チェロの藤沢さんとは長いお付き合い。「古典音楽協会」でずっと一緒だったが、彼のリサイタルと「古典」の定期の日程が度々重なってしまい、出演出来ないことに責任を感じて「古典」をやめてしまった。けれど、その後も時々は顔を合わせることがあって、コンサートの案内が来るのを楽しみにしていた。
ピアノは高橋恭子さん。
ベートーヴェン「ソナタ4番」
ボッケリーニ「ソナタ7番」
ショパン「ソナタ」
ポッパー 「コンサートポロネーズ」
今日のプログラムは「奏鳴曲」と言うタイトルの通り、ソナタが主役。

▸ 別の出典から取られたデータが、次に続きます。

PR #389, opened 2021-08-24
fix: delete fauna history when deleting PinRequest

olizilla:
Suggested by the fauna team, a similar fix to https://github.com/web3-storage/web3.storage/pull/385. The code was calling the auto-generated `deletePinRequest` function, which does not delete the document snapshots, and leads to a build of of data that slows down queries until they fail to complete within the time budget.

License: (Apache-2.0 AND MIT)


vasco-santos (approved):
LGTM

Issue #386, opened 2021-08-23
Allow deleting from the CLI


andrew:
I'd like to be able to delete things using the [`w3`](https://github.com/web3-storage/web3.storage/tree/main/packages/w3) cli, something like:

```shell
w3 delete bafybeibibb5g656femgrpkkixmke2lzp33i5sf5oaivyc2rv6olc3nst7u
```

olizilla:
Blocked on #314

Issue #314, opened 2021-08-05
Token scoping


dchoi27:
Issues related to how tokens are scoped (permissions, how users interact with multiple tokens, etc.).

dchoi27:
@alanshaw know you had some thoughts related to token permissions, feel free to make a new issue and add to this epic!

alanshaw:
## Problem

At the moment, developers building web applications are likely to bundle a Web3.Storage token together with the app. This allows users to interact directly with the Web3.Storage service from their browser. However it has some issues:

* Token is openly available in the application source code. Anyone can take the token and use it to upload their own content.
* The token when used to list uploads does so on an account level so you see uploads that were created using other tokens.

The alternatives to bundling a token currently are:

1. Applications ask users to sign up at web3.storage and obtain a token for use. This is terrible UX.
2. Application developers create their own API and proxy uploads from their users. This is a lot of work and means that content is funneled through a centralized point that is maybe not as well prepared for the amount of traffic it may receive.

## Proposal: Token Scoping and Token Management API

Developers simply have to implement an API in their app that creates "user" scoped tokens. It uses an "admin" scoped token to do this. The "user" token may be stored in `local storage` for use by the web app. It is a centralized component of the user's app, but avoids token bundling, asking the user for a token and allows uploads listings that are filtered to the token that performed the upload.

### Scopes

Public permissions are implied.

1. **Admin**
    * Create _user_ token
    * Delete _user_ token
    * List _user_ tokens
    * Upload
    * List _all_ uploads
    * Delete _any_ upload
2. **User**
    * Upload
    * List _owned_ uploads
    * Delete _owned_ upload
3. **Legacy** (existing tokens already created)
   * Upload
   * List _all_ uploads
   * Delete _owned_ upload

### Work Involved

* The list uploads endpoint should fetch uploads belonging to a token if it has the "user" scope, else everything for the account
* The delete endpoint should allow deletion of any content from a token with "admin" scope
* The create token endpoint should...
    * Accept a `scope` param that allows magic.link tokens to create "admin" or "user" scoped tokens
    * Allow a token with "admin" scope to create a "user" scoped token
* The delete token endpoint should allow a token with "admin" scope to delete (revoke) a "user" scoped token
* The list tokens endpoint should allow a token with "admin" scope to list all "user" scoped tokens
* UI work for selecting scope of token to create from the website and showing scopes in token list

### Alternative

[...]

PR #390, opened 2021-08-24
feat: add delete upload to w3 and API

rafaelramalho19:
Wanted to learn a bit more about the w3 & API integration, so I made it possible to delete uploads through the API & W3 CLI

- Closes https://github.com/web3-storage/web3.storage/issues/386


packages/w3/index.js
```diff
@@ -195,6 +195,24 @@ export async function put (path, opts) {
   console.log(`⁂ https://dweb.link/ipfs/${root}`)
 }
 
+/**
+ * Deletes 1 or more uploads
+ *
+ * @param {string} cid the root CID to fetch
```
vasco-santos, line 201:
```suggestion
 * @param {string} cid the root CID to delete
```

packages/w3/index.js
```diff
@@ -195,6 +195,24 @@ export async function put (path, opts) {
...
+ * @param {object} opts
```
vasco-santos, line 202:
```suggestion
 * @param {object} [opts]
```

let's make opts optional

packages/w3/index.js
```diff
@@ -195,6 +195,24 @@ export async function put (path, opts) {
...
+ * @param {string} [opts.api]
+ * @param {string} [opts.token]
+ * @param {string} [opts.output] the path to write the files to
+ */
+export async function deleteUpload (cid, opts) {
```
vasco-santos, line 207:
```suggestion
export async function deleteUpload (cid, opts = {}) {
```

packages/client/src/lib.js
```diff
@@ -208,12 +208,33 @@ class Web3Storage {
...
+      const response = await res.json()
+      if (response.response.errors) {
+        console.error(response.response.errors)
+        return undefined
+      }
+
+      return response
+    } catch (e) {
+      console.error(e)
+      return undefined
```
vasco-santos, line 236: humm, wondering if we should fail in case of no delete found. what do you think?

vasco-santos (changes requested):

packages/client/src/lib.js
rafaelramalho19: It gracefully fails, as it says:
image

vasco-santos: yes, if fails gracefully in the CLI, but I am concerned on the client UX. What if we go with an approach like JS built in Map [return value](https://developer.mozilla.org/en-US/docs/Web/JavaScript/Reference/Global_Objects/Map/delete#return_value)? We would return `true` if deleted, `false` otherwise. This would fit well with our `client.get` behaviour.

rafaelramalho19: Gotcha, changing it

packages/w3/index.js
rafaelramalho19: Any reason for that? If so, we should change it on all the commands, no?

packages/api/src/index.js
```diff
@@ -31,8 +31,8 @@ router.post('/car',                 auth['🔒'](carPost))
 router.put('/car/:cid',             auth['🔒'](carPut))
 router.post('/upload',              auth['🔒'](uploadPost))
 router.get('/user/uploads',         auth['🔒'](userUploadsGet))
+router.delete('/user/uploads/:cid', auth['🔒'](userUploadsDelete))
```
olizilla, line 34: This is a blocker here. Until we get scoped api tokens as per #314 we deliberately made it so tokens can only be used for non-destructive actions like uploading and listing.

olizilla (changes requested):
Nice PR! Alas, it is blocked on #314 as we do not want api tokens to be able to perform destructive actions until users are able to specify the powers a token should have when creating them.

You can't delete with an api token until we land that feature.

packages/w3/index.js
vasco-santos: well, given no one will use this as a lib, I will not expect problems. But typescript compiler would fail if this function is used as `x.deleteUpload(cid)` because `opts` is not documented as optional. However, none of the Object properties are required. Not a big deal here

ピアノの高橋さんとは何回も共演しているので息もぴったり。聞いていて破たんがない。常に一緒に歩んでいる感じが見える。ソナタはチェロだけのあるいはピアノだけのソロでもなければ、伴奏でもない。常に対等の立場でものを言う。時に陰に回り、時に表に立つことはあっても、二人の奏者がお互いに音楽を主張しながらも、相手の立場も尊重するという、まさに室内楽の醍醐味がそこにある。藤沢さんは待ちきれずに音楽が先へ先へと進んでいくのを、ピアノの高橋さんが悠然と受け止める。藤沢さんの指は本当に良く回る。早いパッセージをなんなく弾いてのける。そこに高橋さんも同じように乗ってくる。二人とも難しい曲をまるで易しい曲のように弾き進んでいく。最後のポッパーになった時には、チェロ自身が朗々と鳴りだして、気持ち良くコンサートは終わった。けれど、惜しいことに後ろの席に子供が2人。プログラムをカサカサ言わせたり、ペットボトルを落としたり、親がそばにいて注意もしない。あーあ!